YOUR INSTRUCTIONS: Copy each line from the entries that the word "projectShortcode" appears in.

--- EXERCISE MATERIAL ---

PR #2419, opened 2023-02-02
test: Add more tests for the ZIO HTTP routes (DEV-1695)

irinaschubert:
### Task Description/Number

Issue Number: DEV-1695

### Basic Requirements

### PR Type

- [x] Test: all about tests: adding, refactoring tests (no production code change)

- [ ] Yes
- [x] No

- [x] No


seakayone (approved):
LGTM.

However, as a small improvement you might want to consider when setting up the test data for your test which contain:

```scala
           .getOrElse(throw BadRequestException("Invalid …"))
```

I understand that the factory methods for the value objects and also the validation forces us to handle the failure. In the test setup for this data then we will have to do a `.get` or a `.getOrElse` but I think a `throw BadRequestException` is the "wrong" exception to throw in the test, `IllegalArgumentException` would probably be more appropriate.

Also I do think repeating this pattern for each test is making the test setup pretty noisy, as essentially we know the provided shortcode is valid but the test source code still contains all the handling of the failure case which should not occur.

Maybe it makes sense to extract method for the setup of test data like the `ProjectIri` into some share file and throw an `IllegalArgumentException` instead?

E.g.:

```scala
object TestDataFactory {
  def projectShortcode(shortcode: String): ShortcodeIdentifier =
    ProjectIdentifierADM.ShortcodeIdentifier
        .fromString(shortcode)
        .getOrElse(throw new IllegalArgumentException(s"Invalid value ${shortcode}"))
}
```

In the test it is then also easier to use, because creating e.g. a shortcode is a single line only:
```scala
val shortcode: ShortcodeIdentifier = projectShortcode("3333")
```

wdyt?

webapi/src/test/scala/org/knora/webapi/routing/admin/ProjectsRouteZSpec.scala
```diff
@@ -159,12 +118,23 @@ object ProjectsRouteZSpec extends ZIOSpecDefault {
...
+
+      for {
+        response     <- applyRoutes(request).provide(ProjectsServiceMock.empty)
+        bodyAsString <- response.body.asString
+      } yield assertTrue(response.status == Status.BadRequest) &&
+        assertTrue(bodyAsString == """{"error":"dsp.errors.BadRequestException: Project IRI is invalid."}""")
+    },
+    test("get a project by shortname") {
+      val shortname = "someProject"
+      val identifier: ProjectIdentifierADM = ProjectIdentifierADM.ShortnameIdentifier
```
mpro7, line 134: IMO either explicit type or class is enough. I've seen it in few places.

irinaschubert:
> LGTM.
> 
> However, as a small improvement you might want to consider when setting up the test data for the tests containing something like:
> 
> ```scala
>            .getOrElse(throw BadRequestException("Invalid …"))
> ```
> 
> I understand that the factory methods for the value objects and also the validation forces us to handle the failure. In the test setup for this data then we will have to do a `.get` or a `.getOrElse` but I think a `throw BadRequestException` is the "wrong" exception to throw in the test, `IllegalArgumentException` would probably be more appropriate.
> 
> Also I do think repeating this pattern for each test is making the test setup pretty noisy, as essentially we know the provided shortcode is valid but the test source code still contains all the handling of the failure case which should not occur.
> 
> Maybe it makes sense to extract method for the setup of test data like the `ProjectIri` into some share file and throw an `IllegalArgumentException` instead?
> 
> E.g.:
> 
> ```scala
> object TestDataFactory {
>   def projectShortcode(shortcode: String): ShortcodeIdentifier =
>     ProjectIdentifierADM.ShortcodeIdentifier
>         .fromString(shortcode)
>         .getOrElse(throw new IllegalArgumentException(s"Invalid value ${shortcode}"))
> }
> ```
> 
> In the test it is then also easier to use, because creating e.g. a shortcode is a single line only:
> 
> ```scala
> val shortcode: ShortcodeIdentifier = projectShortcode("3333")
> ```
> 
> wdyt?

I totally agree and think that a factory method is a very good idea. I will try to implement it.

mpro7 (approved):
Just one trivial remark.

---

RESULT:
  def projectShortcode(shortcode: String): ShortcodeIdentifier =
val shortcode: ShortcodeIdentifier = projectShortcode("3333")
>   def projectShortcode(shortcode: String): ShortcodeIdentifier =
> val shortcode: ShortcodeIdentifier = projectShortcode("3333")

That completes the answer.